With California Prop Defeated, GMO Labeling Proponents Look to Farm Bill by Amy Westervelt, for www.forbes.com
California’s Proposition 37, which would have required labeling of all food products containing genetically modified organisms within two years, was narrowly defeated last week (53 to 47). The result has largely been credited to the $45 million spent by a coalition including Monsanto , Du Pont, and many others on No on 37 ads depicting farmers, Democrats, and scientists claiming GMO labeling would be detrimental to business, confusing and costly to consumers, and counterproductive to research. Despite the defeat of the bill, GMO labeling advocates are calling the California campaign a victory given that it was outspent 5 to 1 and still managed to get over 4 million votes.

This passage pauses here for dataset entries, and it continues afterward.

Issue #936, opened 2026-07-28
[Tech Debt] Non-happy-path response handling diverges between Java and Python in OpenAI-family connections


weiqingy:
### Background

The OpenAI-family chat model connections (OpenAI and Azure OpenAI, both languages) converge on a shared message conversion helper. Comparing the two implementations, the non-happy-path branches diverge in three places. All three predate any current work, and all three are invisible on the happy path, which is why they have survived.

Native structured output makes the first two materially more reachable. With `strict: true` a model refuses rather than emitting non-conforming JSON, so the refusal branch stops being an edge case and becomes the primary non-happy path.

### 1. A refusal is preserved in Java and dropped in Python

Java, `OpenAIChatCompletionsUtils.convertFromOpenAIMessage` (`integrations/chat-models/openai/src/main/java/org/apache/flink/agents/integrations/chatmodels/openai/OpenAIChatCompletionsUtils.java:113`):

```java
String content = message.content().orElse("");
ChatMessage response = ChatMessage.assistant(content);

message.refusal().ifPresent(refusal -> response.getExtraArgs().put("refusal", refusal));
```

Python, `convert_from_openai_message` (`python/flink_agents/integrations/chat_models/openai/openai_utils.py:217`):

```python
return ChatMessage(
    role=MessageRole(message.role),
    content=message.content or "",
    tool_calls=tool_calls,
    extra_args=extra_args,
)
```

There is no refusal handling on the Python side. `grep -rn "refusal" python/flink_agents/` returns zero hits across the whole tree, and `git log -S"refusal" -- python/flink_agents/` returns no commit, so the field has never been read there.

When a provider refuses, `content` is empty on both sides. A Java caller can recover the reason from `extraArgs["refusal"]`. A Python caller receives an empty assistant message with the reason discarded, and has no way to distinguish a refusal from a genuinely empty completion.

### 2. `finish_reason` is never inspected in either language

`grep -rni "finishReason\|finish_reason"` returns zero hits in both `integrations/chat-models/openai/src/main/java/` and `python/flink_agents/integrations/chat_models/`.

A completion truncated by a token limit therefore returns as ordinary partial content, with nothing indicating it is incomplete. Under structured output this is the more damaging case of the two, because truncated JSON fails to parse downstream with an error that points at the parser rather than at the truncation.

Unlike case 1 this one is symmetric, so it is a behavior question rather than a parity question: should a truncated completion raise, or surface the reason to the caller and let them decide?

[...]

PR #952, opened 2026-08-03
[integrations][openai] Preserve provider refusals in the Python message converter

weiqingy:
Linked issue: #936

Addresses case 1 only. Cases 2 and 3 are design questions and are left as follow-ups, as recorded on the issue.

### Purpose of change

Java and Python disagree on what a caller receives when a provider refuses a request. Java treats the refusal as recoverable information and Python discards it, so this is a parity fix with Java as the specification.

On a refusal the provider returns an assistant message with no content and the reason in `refusal`. `OpenAIChatCompletionsUtils.convertFromOpenAIMessage` records it as `extraArgs["refusal"]`. The Python converter never read the field, so the reason was lost and `content` became `""`. A Python caller could not tell a refusal apart from a genuinely empty completion.

The gap predates the native structured-output work, but `strict: true` makes the refusal path materially more reachable, because a model refuses rather than emitting non-conforming JSON.

#### Runtime flow

Unchanged except for one step. A connection calls `chat.completions.create`, builds a local `extra_args` holding `model_name` and token counts when usage is present, and passes it with `response.choices[0].message` to `convert_from_openai_message`. The converter builds the tool-call list, then, when `message.refusal is not None`, rebinds `extra_args` to a new dict carrying the reason before constructing the `ChatMessage`. Pydantic copies that dict during validation, so the write must precede construction to be visible.

Both the OpenAI and the Azure OpenAI connections call this helper, so one change covers both.

#### Key decisions

The guard is `is not None` rather than a truthiness test, so an empty refusal reason is still recorded. Java uses `Optional.ifPresent`, which keeps an empty string, and a truthiness test would have left a new divergence in the function meant to remove one.

There is no `isinstance` check. The inbound Java path has none. Java's `instanceof String` guards the outbound direction, where `extra_args` holds arbitrary caller data, which is a different situation.

The write rebinds rather than mutating the argument. Both callers pass a fresh local dict and pydantic copies it, so this is hygiene and not a guarantee. No test pins it, deliberately.

Java gets tests but no production change. Its behavior had no coverage, so a refactor could have removed it and reopened the gap from the other side.

#### Behavioral contracts

1. A refusal reason present on the SDK message appears unchanged at `extra_args["refusal"]` on the returned `ChatMessage`.
2. An empty-string refusal is recorded, not skipped.
3. When the SDK message carries no refusal, no `refusal` key is added.
4. Keys already present in the `extra_args` passed by the caller survive, including the token metrics both connections put there.
5. A refusal leaves `content` as `""`. The reason is never written into `content`.
6. The Java converter's behavior is unchanged.

#### Failure behavior

Nothing in this change raises, falls back, or retries. It adds one conditional dict write with no error path. Invalid configuration does not apply, since the converter takes none.

An error from the provider is unaffected and still propagates out of the Python connection unwrapped, which is case 3 on the linked issue and is deliberately not touched.

A response violating the expected shape is rejected before the converter sees it, since `refusal` is declared `Optional[str]` on the SDK's pydantic model. The converter does no type checking of its own, so a caller bypassing that model and supplying another type would have it stored as-is.

A message lacking the attribute would raise `AttributeError`. The field exists at the floor of the `openai>=1.66.3` pin, so no version guard is used.

### Tests

There was no non-integration coverage of the response-conversion path before this, in either language.

| Contract | Tests |
|---|---|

Now the groups behind Prop 37—a coalition of nonprofits, farmers, and organic and natural foods companies—are keeping an eye on the Farm Bill. “Federal GE foods labeling must now be the focus,” said David Bancroft, campaign director of Just Label It , a coalition of 600 businesses and organizations that spearheaded the FDA petition drive for GE foods labeling, in a release about Prop 37’s defeat. The group is not just concerned with passing a Federal labeling mandate, but with language related to the USDA’s authority that was inserted into the House versions of the Farm Bill, which, if passed, would strip federal agencies of their authority to regulate GE crops.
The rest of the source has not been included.